** Exercise requirements **
In full and without change, transcribe the records below.

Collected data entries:
PR #3048, opened 2022-08-12
CI: Switch to GitHub Actions runners for proprietary tools

imphil:
We now have self-hosted runners available which also provide access to
proprietary tools. Use those, and remove the existing setup which used
Azure Pipelines for these tests.

- Add GitHub Actions configuration for proprietary tool tests.
- Remove the Azure Pipelines trigger.
- Remove the codecov workaround to deal with two CI pipelines.
- In a separate commit: Fix a small issue in the noxfile for Aldec Riviera-PRO.


imphil:
It seems like we pick self-hosted runners at times even though we don't want to, see https://github.com/cocotb/cocotb/runs/8024112389?check_suite_focus=true

Also: we need to add ~/.local/bin to PATH by default to mimic the GH-hosted runners.

.github/workflows/regression-tests.yml
```diff
@@ -200,6 +200,11 @@ jobs:
       continue-on-error: ${{matrix.may_fail || false}}
       timeout-minutes: 15
       run: |
+        export
+        if [ ${{matrix.self-hosted}} == "true" ]; then
+          module load "${{ matrix.sim }}"
```
ktbarrett, line 205: Usually `module` is an alias or bash function. Is the script where they are defined sourced? Alternatively, you can call `modulecmd` directly.

imphil:
This PR is now ready for review. The changes on the cocotb side are minimal, the main work is (as expected) in the infrastructure that provides the self-hosted runners.

Runners are clean (ephemeral) AWS EC2 instances which are spawned on demand, and terminated after each build. Only Linux runners are available. Job spawning takes a little longer on our self-hosted runners than it does for the GitHub-provided ones (~ 1 minute), but after that all simulation jobs are run in parallel, reducing the overall CI latency to ~ 15 minutes (down from 2-3 hours in our current serialized setup).

We continue to be unable to show tool output for Questa and Riviera-PRO, but we're now showing everything else that is printed during the build and test process, which should make it at least a bit easier to debug test failures with these simulators.

.github/workflows/regression-tests.yml
```diff
@@ -200,6 +200,9 @@ jobs:
       continue-on-error: ${{matrix.may_fail || false}}
       timeout-minutes: 15
       run: |
+        if [ "${{matrix.self-hosted}}" == "true" ]; then
+          module load "${{ matrix.sim-version }}"
```
cmarqu, line 204: Are the Modulefiles themselves somewhere we could access?

cmarqu (approved):

.github/workflows/regression-tests.yml
imphil: No. (But then, they are not fancy either. Effectively just a PATH modification and potentially a small set of further environment variables needed for the tool.)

** Answer below **
PR #3048, opened 2022-08-12
CI: Switch to GitHub Actions runners for proprietary tools

imphil:
We now have self-hosted runners available which also provide access to
proprietary tools. Use those, and remove the existing setup which used
Azure Pipelines for these tests.

- Add GitHub Actions configuration for proprietary tool tests.
- Remove the Azure Pipelines trigger.
- Remove the codecov workaround to deal with two CI pipelines.
- In a separate commit: Fix a small issue in the noxfile for Aldec Riviera-PRO.


imphil:
It seems like we pick self-hosted runners at times even though we don't want to, see https://github.com/cocotb/cocotb/runs/8024112389?check_suite_focus=true

Also: we need to add ~/.local/bin to PATH by default to mimic the GH-hosted runners.

.github/workflows/regression-tests.yml
```diff
@@ -200,6 +200,11 @@ jobs:
       continue-on-error: ${{matrix.may_fail || false}}
       timeout-minutes: 15
       run: |
+        export
+        if [ ${{matrix.self-hosted}} == "true" ]; then
+          module load "${{ matrix.sim }}"
```
ktbarrett, line 205: Usually `module` is an alias or bash function. Is the script where they are defined sourced? Alternatively, you can call `modulecmd` directly.

imphil:
This PR is now ready for review. The changes on the cocotb side are minimal, the main work is (as expected) in the infrastructure that provides the self-hosted runners.

Runners are clean (ephemeral) AWS EC2 instances which are spawned on demand, and terminated after each build. Only Linux runners are available. Job spawning takes a little longer on our self-hosted runners than it does for the GitHub-provided ones (~ 1 minute), but after that all simulation jobs are run in parallel, reducing the overall CI latency to ~ 15 minutes (down from 2-3 hours in our current serialized setup).

We continue to be unable to show tool output for Questa and Riviera-PRO, but we're now showing everything else that is printed during the build and test process, which should make it at least a bit easier to debug test failures with these simulators.

.github/workflows/regression-tests.yml
```diff
@@ -200,6 +200,9 @@ jobs:
       continue-on-error: ${{matrix.may_fail || false}}
       timeout-minutes: 15
       run: |
+        if [ "${{matrix.self-hosted}}" == "true" ]; then
+          module load "${{ matrix.sim-version }}"
```
cmarqu, line 204: Are the Modulefiles themselves somewhere we could access?

cmarqu (approved):

.github/workflows/regression-tests.yml
imphil: No. (But then, they are not fancy either. Effectively just a PATH modification and potentially a small set of further environment variables needed for the tool.)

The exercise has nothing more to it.